PR #304, opened 2021-06-30
Update Vet Centers centralized content logic to handle new format

mpelzsherman:
Resolves https://github.com/department-of-veterans-affairs/va.gov-team/issues/26674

• [DIRECTIONS]
Write the material out once more, exactly as it reads.

• [SOLUTION FOR THIS TASK]
PR #304, opened 2021-06-30
Update Vet Centers centralized content logic to handle new format

mpelzsherman:
Resolves https://github.com/department-of-veterans-affairs/va.gov-team/issues/26674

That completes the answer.